Selective Oxidation of Salicylic Alcohol to Aldehyde with O2/H2 using Au-Pd on Titanate Nanotubes Catalysts

Alcohol oxidation with 100 % selectivity to the aldehyde product (versus acid formation) is achieved at mild conditions by a tandem‐type system where the intermediate species of hydrogen peroxide formation from an O2/H2 mixture are formed and utilised directly over Au‐Pd/Ti‐NT catalysts. In situ reaction of the intermediate species minimises the parallel decomposition of hydrogen peroxide into water, overcoming one of the limitations on the use of hydrogen peroxide as a green oxidant.

Insights into biphasic oxidations with hydrogen peroxide; towards scaling up

Bi-phasic oxidations using hydrogen peroxide oxidant and a tungsten-based catalyst (e.g. Na2WO4) can proceed quickly and effectively without the need for organic solvents or added phase transfer agents in emulsified systems. Providing sufficient contact area between phases easily overcomes the physical limitations associated with the phase transfer of species, facilitating its scale-up, recyclability of the catalyst and easing product separation. Using the epoxidation of sunflower seed oil as a model reaction, we have also shown how the chemical and safety limitations associated with the parallel decomposition of hydrogen peroxide by Na2WO4 can be suppressed by the use of readily available water soluble organic carboxylic acids and careful consideration of the catalyst to acid ratio. The combination of chemical and engineering solutions with a near 100% hydrogen peroxide use, makes, for the first time, this green oxidation pathway attractive for large-scale industrial applications.
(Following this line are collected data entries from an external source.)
Issue #2431, opened 2024-09-23
datasette breaks on square brackets in table name


slavos1:
First off, thanks for datasette. 🙏🏻 

Checking [Evolution's](https://help.gnome.org/users/evolution/stable/) data, I've hit a snag with tables with names like `[Gmail]/Inbox`.

A minimal reproduction:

Single-step synthesis of nanostructured γ-alumina with solvent reusability to maximise yield and morphological purity

Insights of the chemical mechanism for the hydrothermal synthesis of nanostructured alumina are elucidated for the first time, demonstrating the effect of the NaOH : Al molar ratio not only on the resulting morphology of the material but also on the product yield. Highly uniform pure γ-Al2O3 nanorods are synthesised under acidic conditions (pH 9) lead to γ-Al2O3 nanoplates. Maximisation of the morphological purity leads to a decrease in the overall aluminium yield which can be overcome by successful reusability of the synthesis medium in an effort to increase efficiency (yield and productivity) and minimise waste production towards feasible large-scale manufacturing of nanostructured materials.
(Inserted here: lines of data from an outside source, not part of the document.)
PR #2857, opened 2026-07-25
Upgrade to ruff>=0.16.0

simonw:
See https://astral.sh/blog/ruff-v0.16.0

### DIFF
--- a/datasette/_pytest_plugin.py
+++ b/datasette/_pytest_plugin.py
@@ -89,7 +89,8 @@ def pytest_runtest_protocol(item, nextitem):
                 continue
             try:
                 ds.close()
-            except Exception as e:
+            except Exception as e:  # noqa: BLE001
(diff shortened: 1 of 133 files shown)


simonw:
After upgrading the version in `pyproject.toml`:
```
uv run ruff check .
```
Produces:
```
Found 862 errors.
[*] 633 fixable with the `--fix` option (60 hidden fixes can be enabled with the `--unsafe-fixes` option).
```
Full output here: https://gist.github.com/simonw/3935f0e8042d117427ccdb5d4c3a13bf

simonw:
Running this command dropped it down to 154 errors:
```bash
uv run ruff check . --fix --unsafe-fixes
```

simonw:
In Claude Code with Opus 5 I prompted:
```
Run this command, then fix all the problems

    uv run ruff check .
```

Effect of nanostructured ceria as support for the iron catalysed hydrogenation of CO2 into hydrocarbons

This paper demonstrates the key role of the property-structure relationship of the support on iron/ceria catalysts on the hydrocarbon selectivity and olefin-to-paraffin ratio for the direct hydrogenation of carbon dioxide into hydrocarbons. The effect is directly related to the reducibility of the different nanostructured ceria supports and their interaction with the iron particles. Herein, we demonstrate that the iron-based catalysts can be modified not only by the addition of promoters, commonly reported in the literature, but also by careful control of the morphology of the ceria support.